# Annoying Screeching noise



## kishan (Dec 26, 2007)

if anyone could help, i have a 96 altima gxe automatic and when i turn the steering wheel all the way it makes this annoying screeching noise, i checked the power steering fluid but it seems to be ok and also when i accelerate all of a sudden i hear it to and it goes away right away, anyone have this problem?? please help!!!


----------



## rrichard7 (Sep 14, 2006)

Have you checked the belt to the power steering pump? My '94 was not tight enough and it would screech when the wheels were turned. Very loud when the wheels were all the way left or right.


----------



## philly144 (Dec 24, 2007)

hi 

i agree with rrichard7 if its ok change the belt my primera does the same and is really annoying i must get time to do it, also the steering will be lumpy ( be come very hard to turn for short spurts that s a sure sign that the belt is slack.


----------



## kishan (Dec 26, 2007)

*ok*

ok well ill try to change the belt, i hope it solves it but i gotta wait till it stops raining cuz i don have a garrage, and my WEAPON R intake is gonna be here 2morrow too i am excited to install that. but i hope it stops raining. also, does ur altima run smooth? i mean i hear alot of clicking and stuff goin on in there when i start the car but it then goes down as the car heats up but it didnt used to do that before


----------



## philly144 (Dec 24, 2007)

hi

yep mine does exactly the same worse in the dry conditions but mine goes on for ever and like you i have no garage.


----------



## kishan (Dec 26, 2007)

philly144 said:


> hi
> 
> yep mine does exactly the same worse in the dry conditions but mine goes on for ever and like you i have no garage.

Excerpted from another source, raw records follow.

PR #230, opened 2020-04-27
[go report]: Improved go report card.

agarwal-mudit:
Go report card for ceph/go-ceph had 13 issues in 62 files before this change.
What is improved:
1. golint
2. ineffassign
3. misspell
What is not changed:
- Variables starting with capital-case as those are exported and changing those might break users of go-ceph.

## Checklist

### DIFF
--- a/cephfs/permissions_test.go
+++ b/cephfs/permissions_test.go
@@ -14,12 +14,12 @@ func TestChmodDir(t *testing.T) {
 	useMount(t)
 
 	dirname := "two"
-	var stats_before uint32 = 0755
-	var stats_after uint32 = 0700
+	var statsBefore uint32 = 0755
+	var statsAfter uint32 = 0700
 	mount := fsConnect(t)
 	defer fsDisconnect(t, mount)
 
-	err := mount.MakeDir(dirname, stats_before)
+	err := mount.MakeDir(dirname, statsBefore)
 	assert.NoError(t, err)
 	defer mount.RemoveDir(dirname)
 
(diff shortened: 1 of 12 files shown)


agarwal-mudit:
Sure @phlogistonjohn, in that case I will close this PR and open a new one.
I have couple of questions though:
1. Should I raise one PR per package?
2. What is the meaning of "excluding name-style change" because most of the changes are around rename only?

phlogistonjohn:
> Sure @phlogistonjohn, in that case I will close this PR and open a new one.

That's up to you. You can re-use this PR and branch by force pushing to it if you wish but you certainly don't have to.


> I have couple of questions though:
> 
>     1. Should I raise one PR per package?
> 

That's up to you. IMO each commit should as self-contained as reasonably possible. However, the scope of the PR is more flexible.



>     2. What is the meaning of "excluding name-style change" because most of the changes are around rename only?

I would skip making changes that *only* rename variables entirely. I do encourage changing the names of the variables if you need to touch the older functions for some other reason.

Personally, I find golint entirely too inflexible and that's one reason this project integrates with "revive" instead of golint.

I did however miss that revive does not do ineffassign checking. It would be good to add checks for that to the project, so if you're interested in that I'd be thrilled to see that added to the 'make check' or similar makefile target.

agarwal-mudit:
Thanks for the explanation, I guess then the best option is to close this PR for now as almost all golint changes are around rename. 
I can raise a new PR for ineffassign related changes but that too are in test files except one change.
I will investigate the revive + ineffassign work in 'make' as suggested by you.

so what did you do? did u replace the belt??? or what are u planning to do?


----------



## philly144 (Dec 24, 2007)

hi mate

i have a primera p11-144 year 2000 not sure if they are similar.

when its not to bad i use a bit of every day oil like use for your home door hinges, or wd-40 or similar it works for a bit then soon wears off boo hoo!

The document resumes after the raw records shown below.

PR #231, opened 2020-04-27
cephfs: add path based Statx function implmenting ceph_statx

phlogistonjohn:
Add a Statx wrapper for ceph_statx. Add a type wrapping the statx status
info that exposes the various fields from the C-struct. Note that the
ceph struct is not the same as the linux statx struct.

### Updates 2020-05-06:

A wrapper around x/sys's unix.Timspec has been added and used for the time fields.

The fields in the Go struct are now public. Gone are the accessor functions.  The idea is that future ceph functionality will make use of a "writable" CephStatx structure. C structs are converted/copied into the Golang struct.

We will not be wrapping ceph_{f,l,}stat functions. We may choose to make higher level interfaces on top of these, probably hewing closer to the Go os module higher-level abstractions. This is all outside the scope of the PR.

## Checklist

### DIFF
--- a/cephfs/errors.go
+++ b/cephfs/errors.go
@@ -45,7 +45,7 @@ const (
 // Private errors:
 
 const (
+	errInvalid     = CephFSError(-C.EINVAL)
 	errNameTooLong = CephFSError(-C.ENAMETOOLONG)
-
-	errInvalid = CephFSError(-C.EINVAL)
+	errNoEntry     = CephFSError(-C.ENOENT)
 )
--- a/cephfs/path.go
+++ b/cephfs/path.go
@@ -130,3 +130,29 @@ func (mount *MountInfo) Readlink(path string) (string, error) {
 
 	return string(buf[:ret]), nil
 }
+
+// Statx returns information about a file/directory.
+//
+// Implements:
+//  int ceph_statx(struct ceph_mount_info *cmount, const char *path, struct ceph_statx *stx,
+//                 unsigned int want, unsigned int flags);
+func (mount *MountInfo) Statx(path string, want StatxMask, flags AtFlags) (*CephStatx, error) {
+	if err := mount.validate(); err != nil {
+		return nil, err
+	}
+	cPath := C.CString(path)
+	defer C.free(unsafe.Pointer(cPath))
+
+	var stx C.struct_ceph_statx
+	ret := C.ceph_statx(
+		mount.mount,
+		cPath,
+		&stx,
+		C.uint(want),
+		C.uint(flags),
+	)
+	if err := getError(ret); err != nil {
+		return nil, err
+	}
+	return cStructToCephStatx(stx), nil
+}
--- a/cephfs/statx.go
+++ b/cephfs/statx.go
@@ -1,0 +1,140 @@
+package cephfs
+
+/*
+#cgo LDFLAGS: -lcephfs
+#cgo CPPFLAGS: -D_FILE_OFFSET_BITS=64
+#include <cephfs/libcephfs.h>
+*/
+import "C"
+
+// StatxMask values contain bit-flags indicating what data should be
+// populated by a statx-type call.
+type StatxMask uint32
+
+const (
+	// StatxMode requests the mode value be filled in.
+	StatxMode = StatxMask(C.CEPH_STATX_MODE)
+	// StatxNlink requests the nlink value be filled in.
+	StatxNlink = StatxMask(C.CEPH_STATX_NLINK)
+	// StatxUid requests the uid value be filled in.
+	StatxUid = StatxMask(C.CEPH_STATX_UID)
+	// StatxRdev requests the rdev value be filled in.
+	StatxRdev = StatxMask(C.CEPH_STATX_RDEV)
+	// StatxAtime requests the access-time value be filled in.
+	StatxAtime = StatxMask(C.CEPH_STATX_ATIME)
+	// StatxMtime requests the modified-time value be filled in.
+	StatxMtime = StatxMask(C.CEPH_STATX_MTIME)
+	// StatxIno requests the inode be filled in.
+	StatxIno = StatxMask(C.CEPH_STATX_INO)
+	// StatxSize requests the size value be filled in.
+	StatxSize = StatxMask(C.CEPH_STATX_SIZE)
+	// StatxBlocks requests the blocks value be filled in.
+	StatxBlocks = StatxMask(C.CEPH_STATX_BLOCKS)
+	// StatxBasicStats requests all the fields that are part of a
+	// traditional stat call.
+	StatxBasicStats = StatxMask(C.CEPH_STATX_BASIC_STATS)
+	// StatxBtime requests the birth-time value be filled in.
+	StatxBtime = StatxMask(C.CEPH_STATX_BTIME)
+	// StatxVersion requests the version value be filled in.
+	StatxVersion = StatxMask(C.CEPH_STATX_VERSION)
+	// StatxAllStats requests all known stat values be filled in.
+	StatxAllStats = StatxMask(C.CEPH_STATX_ALL_STATS)
+)
+
+// AtFlags represent flags to be passed to calls that control how files
+// are used or referenced. For example, not following symlinks.
+type AtFlags uint
+
+const (
+	// AtNoAttrSync requests that the stat call only fetch locally-cached
+	// values if possible, avoiding round trips to a back-end server.
+	AtNoAttrSync = AtFlags(C.AT_NO_ATTR_SYNC)
+	// AtSymlinkNofollow indicates the call should not follow symlinks
+	// but operate on the symlink itself.
+	AtSymlinkNofollow = AtFlags(C.AT_SYMLINK_NOFOLLOW)
+)
+
+// NOTE: CephStatx fields are meant to be settable by the callers.
+// This is the primary reason we use public fields and not accessors
+// for the CephStatx type.
+
+// CephStatx instances are returned by extended stat (statx) calls.
+// Note that CephStatx results are similar to but not identical
+// to (Linux) system statx results.
+type CephStatx struct {
+	// Mask is a bitmask indicating what fields have been set.
+	Mask StatxMask
+	// Blksize represents the file system's block size.
+	Blksize uint32
+	// Nlink is the number of links for the file.
+	Nlink uint32
+	// Uid (user id) value for the file.
+	Uid uint32
+	// Gid (group id) value for the file.
+	Gid uint32
+	// Mode is the file's type and mode value.
+	Mode uint16
+	// Inode value for the file.
+	Inode Inode
+	// Size of the file in bytes.
+	Size uint64
+	// Blocks indicates the number of blocks allocated to the file.
+	Blocks uint64
+	// Dev describes the device containing this file system.
+	Dev uint64
+	// Rdev describes the device of this file, if the file is a device.
+	Rdev uint64
+	// Atime is the access time of this file.
+	Atime Timespec
+	// Ctime is the status change time of this file.
+	Ctime Timespec
+	// Mtime is the modification time of this file.
+	Mtime Timespec
+	// Btime is the creation (birth) time of this file.
+	Btime Timespec
+	// Version value for the file.
+	Version uint64
+}
+
+func cStructToCephStatx(s C.struct_ceph_statx) *CephStatx {
+	return &CephStatx{
+		Mask:    StatxMask(s.stx_mask),
+		Blksize: uint32(s.stx_blksize),
+		Nlink:   uint32(s.stx_nlink),
+		Uid:     uint32(s.stx_uid),
+		Gid:     uint32(s.stx_gid),
+		Mode:    uint16(s.stx_mode),
+		Inode:   Inode(s.stx_ino),
+		Size:    uint64(s.stx_size),
+		Blocks:  uint64(s.stx_blocks),
+		Dev:     uint64(s.stx_dev),
+		Rdev:    uint64(s.stx_rdev),
+		Atime:   cStructToTimespec(s.stx_atime),
+		Ctime:   cStructToTimespec(s.stx_ctime),
+		Mtime:   cStructToTimespec(s.stx_mtime),
+		Btime:   cStructToTimespec(s.stx_btime),
+		Version: uint64(s.stx_version),
+	}
+}
+
+/* TODO:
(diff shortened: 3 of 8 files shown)


cephfs/statx.go
```diff
@@ -0,0 +1,133 @@
...
+	// AtSymlinkNofollow indicates the call should not follow symlinks
+	// but operate on the symlink itself.
+	AtSymlinkNofollow = AtFlags(C.AT_SYMLINK_NOFOLLOW)
+)
+
+// CephStatx instances are returned by extended stat (statx) calls.
+// Note that CephStatx results are similar to but not identical
+// to (Linux) system statx results.
+type CephStatx struct {
+	statx C.struct_ceph_statx
```
ansiwen, line 61: an exported struct including a C type? :thinking:

cephfs/errors.go
```diff
@@ -38,4 +38,5 @@ func getError(e C.int) error {
 
 const (
 	errNameTooLong = CephFSError(-C.ENAMETOOLONG)
+	errNoEntry     = CephFSError(-C.ENOENT)
```
nixpanic, line 41: `errNoDEntry` or `errNoDirEntry` would be better, `errNoEntry` sounds like a permission issue, not like a non-existing (part of a) pathname

cephfs/path.go
```diff
@@ -44,3 +44,26 @@ func (mount *MountInfo) RemoveDir(path string) error {
...
+// Implements:
+//  int ceph_statx(struct ceph_mount_info *cmount, const char *path, struct ceph_statx *stx,
+//                 unsigned int want, unsigned int flags);
+func (mount *MountInfo) Statx(path string, want StatxWant, flags AtFlags) (*CephStatx, error) {
+	cPath := C.CString(path)
+	defer C.free(unsafe.Pointer(cPath))
+
+	stx := &CephStatx{}
+	err := getError(C.ceph_statx(
+		mount.mount,
```
nixpanic, line 59: maybe check for valid `mount.mount` here, or get it done in a follow-up PR.

cephfs/statx.go
```diff
@@ -0,0 +1,133 @@
...
+*/
+import "C"
+
+// StatxWant values contain bit-flags indicating what data should be
+// populated by a statx-type call.
+type StatxWant uint32
+
+const (
+	// StatxMode requests the mode value be filled in.
+	StatxMode = StatxWant(C.CEPH_STATX_MODE)
```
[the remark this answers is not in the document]
nixpanic: statx is a relatively new syscall, not all distributions support it, or all flags.

cephfs/statx.go
nixpanic: The C type is private. What is your concern? It needs to get tracked somewhere, or copied after `ceph_statx()` returned.

cephfs/statx.go
```diff
@@ -0,0 +1,133 @@
...
+}
+
+// Mask returns a value containing the bits indicating what
+// statx fields have been set.
+func (csx *CephStatx) Mask() StatxWant {
+	return StatxWant(csx.statx.stx_mask)
+}
+
+// Blksize returns the block size.
+func (csx *CephStatx) Blksize() uint32 {
```
nixpanic, line 71: I wonder if these functions should return `(value, error)` and return an error in case the `stx_mask` does not contain the bit for the requested field. `Mask()` would not return an error, as that should always be set.

Or, do not provide accessors but set `CephStatx.Blksize` as a public member.

cephfs/statx.go
```diff
@@ -0,0 +1,133 @@
...
+// Note that CephStatx results are similar to but not identical
+// to (Linux) system statx results.
+type CephStatx struct {
+	statx C.struct_ceph_statx
+}
+
+// Mask returns a value containing the bits indicating what
+// statx fields have been set.
+func (csx *CephStatx) Mask() StatxWant {
+	return StatxWant(csx.statx.stx_mask)
```
nixpanic, line 67: `csx.statx` should be validated.

cephfs/statx.go
```diff
@@ -0,0 +1,133 @@
...
+
+// Version returns a file version value.
+func (csx *CephStatx) Version() uint64 {
+	return uint64(csx.statx.stx_version)
+}
+
+// TODO: missing timespec fields:
+//  Do we define our own Timespec type or use one from
+//   https://godoc.org/golang.org/x/sys/unix#Timespec
+//  or is there some other option?
```
nixpanic, line 128: I would not like to use our own Timespec, use the one from x/sys. If there are concerns later on, we can always decide to implement our own, or use something else.

cephfs/statx.go
```diff
@@ -0,0 +1,133 @@
...
+// CephStatx instances are returned by extended stat (statx) calls.
+// Note that CephStatx results are similar to but not identical
+// to (Linux) system statx results.
+type CephStatx struct {
+	statx C.struct_ceph_statx
+}
+
+// Mask returns a value containing the bits indicating what
+// statx fields have been set.
+func (csx *CephStatx) Mask() StatxWant {
```
nixpanic, line 66: StatxWant is a weird type name in this case. The user may have requested attributes that could not be fetched, so `stx_mask` would not have all the 'want' bits, but only the ones that actually got returned.

Maybe add some user-friendly glue similar to `rbd/features.go`?

cephfs/statx.go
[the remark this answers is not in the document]
phlogistonjohn: Interestingly, its the only stat variant that cephfs supports, but it is a unique version to cephfs. Despite the differences it's similar enough to the [linux statx call](http://man7.org/linux/man-pages/man2/statx.2.html) that you can get a good idea of how it should work based on the man page I linked.

cephfs/errors.go
phlogistonjohn: I wanted it to match ENOENT. Do you think naming it like [errNotExist](https://golang.org/pkg/os/#pkg-variables) like the Go os package is preferable. I do want to use a name we can uppercase (export) in the future if its needed.

cephfs/path.go
```diff
@@ -44,3 +44,26 @@ func (mount *MountInfo) RemoveDir(path string) error {
 	ret := C.ceph_rmdir(mount.mount, cPath)
 	return getError(ret)
 }
+
+// Statx returns information about a file/directory.
+//
+// Implements:
+//  int ceph_statx(struct ceph_mount_info *cmount, const char *path, struct ceph_statx *stx,
+//                 unsigned int want, unsigned int flags);
+func (mount *MountInfo) Statx(path string, want StatxWant, flags AtFlags) (*CephStatx, error) {
```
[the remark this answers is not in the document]
phlogistonjohn: It seemed consistent with some of the other types we have already. It also seemed clearer to return an nuil on the error case for "no result".

cephfs/path.go
```diff
@@ -44,3 +44,26 @@ func (mount *MountInfo) RemoveDir(path string) error {
...
+	cPath := C.CString(path)
+	defer C.free(unsafe.Pointer(cPath))
+
+	stx := &CephStatx{}
+	err := getError(C.ceph_statx(
```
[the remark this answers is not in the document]
phlogistonjohn: Sure.

cephfs/statx.go
phlogistonjohn: I should probably just go with StatxMask to better match the C naming. It's not like bitmasks are unheard of in Go.
Interestingly, the call is allowed to return fields & mask bits the user did not ask for. But you are also right about the negative case.
Some of that glue could be good here but I think the 99% use case is passing StatxBasicStats and getting back at least those bits set.
If there's no objection I'll rename to StatxMask and look into adding more glue in a later PR.

cephfs/statx.go
phlogistonjohn: The reason I went with methods are:
* I didn't want to duplicate the fields of the struct ceph_statx because we were not going to drop many fields
* To more closely match the approach in directory.go with DirEntry
* To allow for calling libs to use an interface for CephStatx results

I think that the 99% use case is that cephfs will return the content requested and returning an error in addition to the value is more complexity than needed. I'd rather add methods like `HasMask(*CephStatx, StatxMax) bool` to aid the user wrt to checking the bit fields.

cephfs/errors.go
nixpanic: To me, `errNotExist` sounds the best in that case.

cephfs/statx.go
nixpanic: +1 on the StatxWant -> StatxMask

Just calling `Statx()` with `StatxBasicStats` does not make much sense, in that case `Stat()` can be called instead and is shorter/easier. I would expect users of `Statx()` to always use additional flags.

cephfs/statx.go
nixpanic: By using accessors, I expect some validation (either returning an error or boolean). A `HasMask()` function as proposed below can be an alternative is you are really fixed on the `DirEntry` match. That is fine with me too. Offering ways to not use bitmasks and checking has my preference.

However I see a `Stat()` and `Statx()` as quite different things. `Readdir()` and `Access()` (based on `DirEntry`) are more similar, same as `ReaddirPlus()` and `Stat()`. `Statx()` is an even more extended version with optional members (with `CephStatx` maybe more like a `map`?).

cephfs/statx.go
phlogistonjohn: Hehe. I should have pointed this out earlier, but forgot. In the cephfs api there is no stat! 

The api only has statx. I am assuming this is the case because statx is a superset of stat.
I'd be open to go-ceph implementing a "simpler" stat wrapper that uses statx underneath but I wanted to start with the "thinner" layer as we often try to do in this project.

nixpanic: hmm, really? I see at least `ceph_stat`, `ceph_fstat` and `ceph_lstat` in cephfs.h.

There is also `ceph_setattrx` that indicates that setting `CephStatx` members should be needed. With that, I am getting more convinces that exposing members of `CephStatx` makes sense (and copying them from/to `ceph_statx`).

phlogistonjohn: Odd. I'm looking at src/include/cephfs/libcephfs.h .... 
Hahah. These are new in octopus! I use a locally checked out ceph of the latest nautilus and did not see such a thing.

Looks like the change happened here: https://github.com/ceph/ceph/pull/25650
and skimming that thread I feel like I just stepped on a landmine. I'm going to study it a bit closer but I'm not feeling good about this overall now.

phlogistonjohn:
So as far as the suite of ceph_{stat,lstat,fstat} functions versus ceph_{statx,fstatx} goes it appears we have a couple of options. We can try to make use of the more-traditional stat calls when available, which I think is octopus only for the ceph versions we are currently supporting (I checked luminus and nautilus and neither have them). We'd need conditional compilation and some sort of wrappers on those that lack the traditional stats.

Alternatively, we just always call the statx variants in go-ceph and always provide the traditional stat wrappers ourselves.

Personally, I see the latter as a lot less work and cleaner anyway. I only hesitate because the traditional stat calls are not based on statx in the C++ code AFAICT. I'm going to ask @jtlayton for an opinion as well due to some of the statements made in https://github.com/ceph/ceph/pull/25650

cephfs/statx.go
nixpanic: Oh, that is interesting! Maybe leave the basic `ceph_stat()` out after all, at least for now. (FWIW, I'm on Fedora 31 with ceph-14.2.8.)

Just keep in mind that `ceph_setattrx()` will be a useful addition, and that uses a `CephStatx` with fields set by the user.

cephfs/statx.go
phlogistonjohn: Doing a naive version of this and then deciding later to change it could be a breaking api change. This wouldn't be a big deal in v0.y but ought to be considered a no-no post v1.y. However I do have one idea that may split the difference, defining a `type Timespec unix.Timespec`. This allows us to re-use the existing implmentation, add our own methods if needed, etc w/o promising we'll always return a unix.Timespec. Thoughts?

cephfs/statx.go
phlogistonjohn: Thanks! The latter is a good point which I had overlooked until you pointed it out.

jtlayton:
My opinion: I mostly consider the stat/lstat/fstat functions to be "legacy" at this point. New code that needs that sort functionality ought to be coded to use statx-style interfaces.

If you need to add legacy wrappers to allow existing callers to continue working, then implementing trivial wrappers around the new-style statx interfaces is fine. Otherwise, I'd probably just add the statx-style interfaces and not bother with wrappers at all.

cephfs/statx.go
nixpanic: yeah, that is a nice approach.

phlogistonjohn:
@jtlayton thank you for chiming in. That really helps me with this PR. I like that approach and I appreciate your time.

cephfs/statx.go
ansiwen: You are right, I guess I was mislead by the upper-case "C" or something.

cephfs/errors.go
ansiwen: Just for the record, for me it seems clear from context, that it's about a file-system entry, and I like the (almost) same naming (principle of least surprise). I'm also fine with `errNotExist`, but shouldn't all errors replicate the Go style then, whenever possible? A mix would be confusing I think. I would consistently stay with one style.

nixpanic: Sure, but `man errno` has:

    ENOENT          No such file or directory

That does not translate to `errNoEntry` to me. There is no directory entry, so it would need to be spelled out a little more.

In the end it is private, so I do not mind too much. But I am sure I will wonder about permission errors before assuming the file or directory does not exist.

cephfs/statx.go
```diff
@@ -0,0 +1,150 @@
...
+	s.stx_size = C.uint64_t(c.Size)
+	s.stx_blocks = C.uint64_t(c.Blocks)
+	s.stx_dev = C.uint64_t(c.Dev)
+	s.stx_rdev = C.uint64_t(c.Rdev)
+	s.stx_version = C.uint64_t(c.Version)
+	return s
+}
+*/
+
+// TODO: missing timespec fields:
```
nixpanic, line 142: you can now remove this TODO

phlogistonjohn: thanks!

cephfs/errors.go
ansiwen: So you prefer `errNoEnt`? ;-)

i have some belt to replace them with so that is a my next job, its a bit tight to get to the PAS pump belt, i went to a motor factors here in england called halfords and got them at trade price, so suggest you try your local motor factors, unless your loaded with cash and get it from nissan.

hope that helps you out.

philly144


----------



## kishan (Dec 26, 2007)

philly144 said:


> hi mate
> 
> i have a primera p11-144 year 2000 not sure if they are similar.
> 
> ...


thank you. ill try dat


----------